You are enabling cpusets and device isolation but have vnode_per_numa_node set to false, which can lead to GPU jobs using a GPU on the other socket from where the CPUs are allocated. If e.g. the first GPU device listed is tied to a socket with high numbered CPUs it’s not going to work well in many cases. In all cases, try to determine after inspecting CUDA_VISIBLE_DEVICES and /sys/fs/cgroup/cpuset/…/cpus whether the GPU is indeed located on the same socket as the CPUs.

Perhaps you should disable cpuset and device isolation and grab all GPUs from the job to see if the difference between the PBS job and running it interactively disappears.

If so, you’ll need to understand how to correctly place jobs (and request the correct number of GPUs).

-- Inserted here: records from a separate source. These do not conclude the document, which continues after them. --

PR #26855, opened 2026-05-30
[consensus] make sub-dag block ordering a total order (sort by BlockRef)

Danny-Devs:
## Description

**What:** Sort a committed sub-dag's blocks by the full `BlockRef` (`round`, `author`, `digest`) rather than `(round, author)`, behind a new protocol feature flag `consensus_sort_sub_dag_by_block_ref` (enabled from protocol version 137). With the flag off, the legacy comparator is unchanged.

**Why:** A committed sub-dag's block order is serialized into its `Commit` and hashed into the `CommitDigest`, so every validator must order the blocks identically. For honest blocks `(round, author)` is already a total order, since an authority produces at most one block per round. The gap is equivocation: if a Byzantine authority signs two blocks for the same round, they tie on `(round, author)`, and the stable sort leaves them in traversal order. Today that order matches across validators because `Linearizer::linearize_sub_dag` is a deterministic function of signed block content and the agreed commit history, an emergent property that a future change to traversal or sort stability could break with no signal at this call site.

Sorting on the full `BlockRef` makes the total order self-contained: it is fixed by the blocks themselves, not by how they were collected. This is defense-in-depth, turning an emergent invariant into a locally enforced one.

**Rollout:** Because the comparator changes commit bytes for equivocating pairs, it is gated so the switch lands at an epoch boundary for all validators at once, rather than during a mixed-version binary rollout. The flag is threaded `ProtocolConfig` → `ConsensusProtocolConfig::sort_sub_dag_by_block_ref()` → `sort_sub_dag_blocks`. Enabled on all chains in version 137, since honest-case commit bytes are identical either way; staging devnet-first is a one-line chain guard if preferred.

## Test plan

In `consensus/core/src/commit.rs`:
- `test_sort_sub_dag_blocks_total_order_under_equivocation`: flag on, two equivocating blocks sort identically regardless of input order, equal to `BlockRef` order.
- `test_sort_sub_dag_blocks_legacy_order_under_equivocation`: flag off, the equivocating pair keeps its input order (documents the stable-sort behavior the legacy path relies on).
- `test_sort_sub_dag_blocks_orders_agree_without_equivocation`: twelve blocks with distinct `(round, author)` sort identically under both flags, and the serialized `Commit` bytes are equal.

Verified locally: `cargo test -p consensus-core --lib`, `cargo test -p sui-protocol-config` (snapshots regenerated), `cargo check -p sui-core`, `cargo xclippy` on the consensus crates, `cargo fmt`.

## Release notes

- [x] Protocol: Adds feature flag `consensus_sort_sub_dag_by_block_ref` (protocol version 137). When enabled, committed sub-dag blocks are ordered by full `BlockRef`. No change for honest validators (committed order and commit digests are unchanged); only the relative order of equivocating blocks within a sub-dag changes, and only after the flag is active.
- [ ] gRPC:
- [ ] JSON-RPC:
- [ ] GraphQL:
- [ ] CLI:
- [ ] Rust SDK:
- [ ] Indexing Framework:

---
<sub>Prepared with AI assistance; analysis, code, and tests reviewed by Danny Devs.</sub>

### DIFF
--- a/consensus/core/src/commit.rs
+++ b/consensus/core/src/commit.rs
@@ -398,14 +398,10 @@ impl CommittedSubDag {
     }
 }
 
-// Sort the blocks of the sub-dag blocks by round number then authority index. Any
-// deterministic & stable algorithm works.
+// Sort the sub-dag blocks by `BlockRef` (round, author, digest). The digest tiebreaker
+// keeps the order total even when an authority equivocates within a round.
 pub(crate) fn sort_sub_dag_blocks(blocks: &mut [VerifiedBlock]) {
-    blocks.sort_by(|a, b| {
-        a.round()
-            .cmp(&b.round())
-            .then_with(|| a.author().cmp(&b.author()))
-    })
+    blocks.sort_by_key(|block| block.reference())
 }
 
 impl Display for CommittedSubDag {
@@ -772,6 +768,35 @@ mod tests {
             (num_authorities * wave_length) as usize + 1
         );
         assert_eq!(subdag.commit_ref, commit.reference());
+    }
+
+    #[tokio::test]
+    async fn test_sort_sub_dag_blocks_total_order_under_equivocation() {
+        // Two blocks with the same (round, author) but different content, i.e. an
+        // equivocating authority. They tie on (round, author) and differ only by digest.
+        let block_a =
+            VerifiedBlock::new_for_test(TestBlock::new(2, 1).set_timestamp_ms(10).build());
+        let block_b =
+            VerifiedBlock::new_for_test(TestBlock::new(2, 1).set_timestamp_ms(20).build());
+        assert_eq!(block_a.round(), block_b.round());
+        assert_eq!(block_a.author(), block_b.author());
+        assert_ne!(block_a.digest(), block_b.digest());
+
+        // The sorted order must not depend on the order blocks were collected in, so that
+        // every validator linearizes the sub-dag identically.
+        let mut forward = vec![block_a.clone(), block_b.clone()];
+        let mut reverse = vec![block_b.clone(), block_a.clone()];
+        sort_sub_dag_blocks(&mut forward);
+        sort_sub_dag_blocks(&mut reverse);
+
+        let forward_order: Vec<_> = forward.iter().map(|block| block.reference()).collect();
+        let reverse_order: Vec<_> = reverse.iter().map(|block| block.reference()).collect();
+        assert_eq!(forward_order, reverse_order);
+
+        // The order is exactly `BlockRef` (round, author, digest) order.
+        let mut expected = vec![block_a.reference(), block_b.reference()];
+        expected.sort();
+        assert_eq!(forward_order, expected);
     }
 
     #[tokio::test]


consensus/core/src/commit.rs
```diff
@@ -398,14 +398,10 @@ impl CommittedSubDag {
...
+// Sort the sub-dag blocks by `BlockRef` (round, author, digest). The digest tiebreaker
+// keeps the order total even when an authority equivocates within a round.
 pub(crate) fn sort_sub_dag_blocks(blocks: &mut [VerifiedBlock]) {
-    blocks.sort_by(|a, b| {
-        a.round()
-            .cmp(&b.round())
-            .then_with(|| a.author().cmp(&b.author()))
-    })
+    blocks.sort_by_key(|block| block.reference())
 }
```
lxfind, line 405: **Consensus-affecting ordering change is not gated by protocol version** -- Confidence: 100/100 | Importance: 90/100

(found by: Claude, Codex)
- **File**: `consensus/core/src/commit.rs` lines 401-405
- **Problem**: The new comparator is enabled unconditionally. Sui still constructs its consensus config with `enable_v3` set to false, so the legacy Linearizer path edited here is what mainnet and testnet run. DagState only asserts against equivocation in the node's own slot and stores blocks keyed by full `BlockRef`, so two blocks from one Byzantine author in one round can both enter a sub-dag. Under the old comparator those blocks tie and the stable sort keeps deterministic DFS traversal order. Under the new comparator they are ordered by digest. For an equivocating pair the two orders disagree roughly half the time. The sorted block list is written into `CommitV1`, BCS-serialized, and hashed into `CommitDigest`, which every later commit chains through its previous-digest link.
- **Impact**: During a binary rollout, upgraded and non-upgraded validators produce different commit digests for any commit containing an equivocating pair, and every subsequent commit diverges through the chain. Commit votes split, certified commits cannot form across the version boundary, commit sync stalls, and the ordered `CommittedSubDag` handed to sui-core differs across validators, which forks checkpoints. The trigger requires a Byzantine validator, but that is exactly the fault model consensus must tolerate, and the upgrade window is long enough for a single equivocator to exploit deliberately.
- **Suggestion**: Gate the comparator on a protocol feature flag in the style of `consensus_linearize_subdag_v2`, threaded through `ConsensusProtocolConfig`. Keep the `(round, author)` comparator when the flag is off and use full `BlockRef` order when it is on, so the switch happens at an epoch boundary for all validators at once. Run the `/protocol-config` skill when adding the flag. Add tests covering legacy versus new ordering under equivocation and unchanged honest-case commit bytes. If maintainers decide to ship without a gate, record that as an explicit decision on the PR.

---

lxfind (commented):

---

consensus/core/src/commit.rs
Danny-Devs: Agreed, and this matches the caveat in the description. I re-checked the claim before acting on it since the review was automated.

The pre-sort order is already deterministic across validators: `Linearizer::linearize_sub_dag` walks an explicit stack whose only inputs are signed ancestor lists, request-ordered `get_blocks`, and the commit-derived `gc_round` / `is_committed` (restored on recovery in `dag_state.rs`). With a stable sort, an equivocating pair keeps that traversal order everywhere. So this PR hardens an invariant rather than fixing a fork, and the sorted list does reach `CommitDigest` via `Commit::new` → BCS → `compute_digest`. An ungated switch would diverge mixed-version validators on any commit containing such a pair.

Gated it: new feature flag `consensus_sort_sub_dag_by_block_ref`, enabled in protocol version 137 (unreleased; `releases/sui-v1.79.0-release` is on 136), threaded through `ConsensusProtocolConfig` into `sort_sub_dag_blocks`. Flag off keeps the `(round, author)` comparator unchanged. Tests cover legacy vs `BlockRef` order under equivocation and identical `Commit` bytes without it. Snapshots regenerated.

Enabled on all chains in 137, since honest-case bytes are identical either way. Happy to stage it devnet-first if preferred; that is a one-line chain guard.

PR #3041, opened 2024-10-23
fix: add seqset version to row key to make key unique

fhennig:
### Summary
When creating a seqset and then editing it, the same seqset ID will come up twice in the seqset table. The key property should be unique.

This PR adds the version to the key to make it unique, thus fixing the error.

### Screenshot of error msg
image

### PR Checklist


anna-parker (approved):
LGTM!

PR #3042, opened 2024-10-23
chore(dependencies): Bump website dependencies

fhennig:
resolves #

preview URL:

### PR Checklist


anna-parker (approved):
LGTM- I normally just approve/merge astro.js dependency bumps if they are green unless they are in keycloak where I am more careful

corneliusroemer:
@anna-parker The problem here is that they aren't green ;) 

Rather than manually upgrading those deps, you could exclude flowbite from the group updates: https://github.com/loculus-project/loculus/pull/3054
 
Otherwise all future updates will include that again

PR #3062, opened 2024-10-24
feat(website): redesign organism card

fhennig:
preview URL: https://feat-alternative-organism.loculus.org

### Summary
I experimented with redesigning the organism card

### Screenshot
image

### PR Checklist


fhennig:
I didn't adjust the resolution of the pictures yet, if we want this, I'd do that too.

website/src/components/IndexPage/OrganismCard.astro
```diff
@@ -16,18 +16,30 @@ const { key, image, displayName, organismStatistics, numberDaysAgoStatistics } =
...
-        {formatNumberWithDefaultLocale(organismStatistics.totalSequences)} sequences<br />
-        (+{formatNumberWithDefaultLocale(organismStatistics.recentSequences)} in last {numberDaysAgoStatistics} days)<br
-        />
-        <span class='hidden'
-            >{
-                organismStatistics.lastUpdatedAt && <>Last updated {organismStatistics.lastUpdatedAt.toRelative()}</>
-            }</span
-        >
-    </p>
+    {image !== undefined && <img src={image} class='h-32 w-full object-cover rounded-t-[3px]' alt={displayName} />}
```
anna-parker, line 21: Love the direction this is going in!

I would center the organism cards a bit more - they appear quite left-heavy on a standard computer browser, otherwise I mentioned before it would be nice maybe make the cards a big longer - primarily just increasing the size of the image - this will make e.g. ebola look less compressed. Or alternatively zooming out a bit on ebola-zaire. 

But yeah Im really liking this - think with those small changes we can merge this - its a major improvement over the current set up!

website/src/components/IndexPage/OrganismCard.astro
theosanderson, line 1: Something I've had on my mind is that it would be cool to try `text-wrap: balance` for the cards https://simonwillison.net/2024/Oct/20/you-can-use-text-wrap-balance-on-icons/

fhennig: oh yeah, interesting! But would there then be more whitespace on the right-hand side? Or larger gaps inbetween?

website/src/components/IndexPage/OrganismCard.astro
fhennig: Thanks! I just made this alternative design, what do you think?

image

- The images are bigger now (more square)
- I've moved the number bits to be left and right to balance it more

regarding the image: I (but I'm not a virologist/epidemologist) found the images to be more for illustration and didn't think anyone would see the image and be like "Ah, Ebola!" So that's why I'd lean more towards _deemphasizing_ the images. It's not like i.e. a website for cars and you look for a particular shape of car er so -- at least that's how I think? I think the names should instead be more the focus of the card. Also, the images are part of the user config, and so maybe we can't design it to fit all images anyways?

For the left-right thing: I'd have to look at it a few more times, but maybe it's nicer this way too! I didn't think it was overly left heavy before, but I can see where you're coming from!

Overall I'm happy to incorporate the changes (even if maybe not my preference) - I'd agree that either way it's an improvement over what we have now! Maybe others could/want to way in too (@theosanderson ?)

corneliusroemer: Yeah very good, make sure you replace the initial PR message screenshot as you improve things as this is the first thing people see, I'm doing that now for this one

fhennig: Yeah generally I do update, I didn't do it on purpose because I liked the older version better haha. But it's fine, thanks for updating.

theosanderson: I do prefer
image

I think we could in time adjust images or pick new ones to better fit that aspect ratio

chaoran-chen: both look great to me :)

anna-parker: I love the new format - great going @fhennig!

website/src/components/IndexPage/OrganismCard.astro
theosanderson: yeah, too much to think about for now :)

website/src/components/IndexPage/OrganismCard.astro
theosanderson: I agree with @emmahodcroft that I find the new format hard to parse.

Here's a preview of the previous version with Pathoplexus organisms, which I really like: https://org-card-alt2.loculus.org/

(Here is the same centered for interest which I think is less good: https://org-card-alt1.loculus.org/)

fhennig: We had a vote in slack and voted for the "two lines" version, I have updated the PR accordingly. Closing this as resolved.

chaoran-chen (approved):
Thanks, looks good!

(For documentation purposes: We voted for this design in [Slack](https://loculus.slack.com/archives/C05G172HL6L/p1730729381274529).)

PR #3063, opened 2024-10-24
feat(kubernetes): make public runtime config urls of the website configurable

fengelniederhammer:
preview URL: https://makewebsitepublicurlsconf.loculus.org/

### Summary

For GenSpectrum, we need to be able to set the public URLs of the services that the website accesses. Actually this is a generalized case of the "codespaceName" feature, so my approach was to pull out the `$.Values.codespaceName` parameter from the Helm chart into `deploy.py`. The website URLs can be set in values.yaml via
```
website:
  runtetimeConfig:
    public:
      backendUrl: ...
      # where %organism% is a placeholder for the organisms in the config
      lapisUrlTemplate: https://%organism%.my.lapis.org 
      keycloakUrl: ...
```

This is the first step. In a second I will need to do something similar for Keycloak: #3071.

### PR Checklist

### DIFF
--- a/kubernetes/loculus/templates/_common-metadata.tpl
+++ b/kubernetes/loculus/templates/_common-metadata.tpl
@@ -1,16 +1,3 @@
-{{- define "loculus.websiteUrl" -}}
-{{- $websiteHost := "" }}
-{{- if $.Values.codespaceName }}
-  {{- $websiteHost = printf "https://%s-3000.app.github.dev" $.Values.codespaceName }}
-{{- else if eq $.Values.environment "server" }}
-  {{- $websiteHost = printf "https://%s" $.Values.host }}
-{{- else }}
-  {{- $websiteHost = "http://localhost:3000" }}
-{{- end }}
-{{- printf $websiteHost }}
-{{- end }}
-
-
 {{/* Get common metadata fields */}}
 {{- define "loculus.commonMetadata" }}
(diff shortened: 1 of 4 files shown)


kubernetes/loculus/templates/_common-metadata.tpl
```diff
@@ -350,15 +337,29 @@ fields:
 {{- end}}
 
 {{- define "loculus.publicRuntimeConfig" }}
-            {{- if $.Values.codespaceName }}
-            "backendUrl": "https://{{ .Values.codespaceName }}-8079.app.github.dev",
+{{- $publicRuntimeConfig := (($.Values.website).runtimeConfig).public }}
```
theosanderson, line 340: Could you explain the nested parens to me?

fengelniederhammer: https://stackoverflow.com/questions/59795596/how-to-make-nested-variables-optional-in-helm

It makes everything optional. It's the equivalent of what's `?.` in Typescript (there it would be `Values?.website?.runtimeConfig?.public`).

theosanderson: Thanks!

theosanderson (approved):
Seems great! I guess some time we should think of better names for local/server but seems fine for now

PR #3065, opened 2024-10-24
feat(config, prepro): Add dummy check_authors function so that prepro v1 can still run while prepro v2 is being rolled out

anna-parker:
resolves #

preview URL: https://adddummycheckauthorsfunc.loculus.org/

With vnode_per_numa_node set to true, cpusets and device isolation it is certainly possible to get things to work well (even if you want to use GPUs on two sockets you can use two chunks and vscatter to get CPUs and GPUs on both sockets). The advantage is that once it works you can control performance a lot better once you’re sharing the node between more than one job.

@dtalcott @alexis.cousein Hi, I am sorry to reply you so late due to the heavy epidemic situation in my city. I have tested the interactive session through PBS. It turned out the performance has no differences with that of the PBS script job. Fortunately, I found that this special performance difference
was caused by my cgroups hook setting. If I disable pbs_cgroups hook in g6 by modifying “exclude_hosts = [ 'g6 ’ ]”, this performance difference disappears.
However, I don’t know how to

disable cpuset and device isolation and grab all GPUs from the job

I tried to put the block of device into the cpuset block, and found that gpu schedule can not work.
Actually, I set vnode_per_numa_node to be true at the begining, but I found that would cause some bugs in the resources_available.vnode , this attribute of some nodes might change to be <various> and no job can be submitted to those nodes with this strange value of vnode. After I forced vnode_per_numa_node to be false, this situation did not happen anymore.

I am not an expert with either cgroups or GPUs, so this is just guessing, but you might try re-enabling the hook on g6. After setting vnode_per_numa_node so it is true only on g6:

vnode_per_numa_node: "host in: g6"

Then, use pbsnodes -av to list vnode information, which should report separate vnodes only for g6.

Next, change your select statement to

#PBS -l select=2:ncpus=12:ngpus=2:mem=24gb:mpiprocs=12:host=g6:ompthreads=1
#PBS -l place=vscatter

Here, I’m assuming the g6 node has two sockets, each with 12 CPU cores and 2 GPUs.

The idea is to group cores, memory, and GPUs so most references stay on the same socket, rather than needing to go off-socket.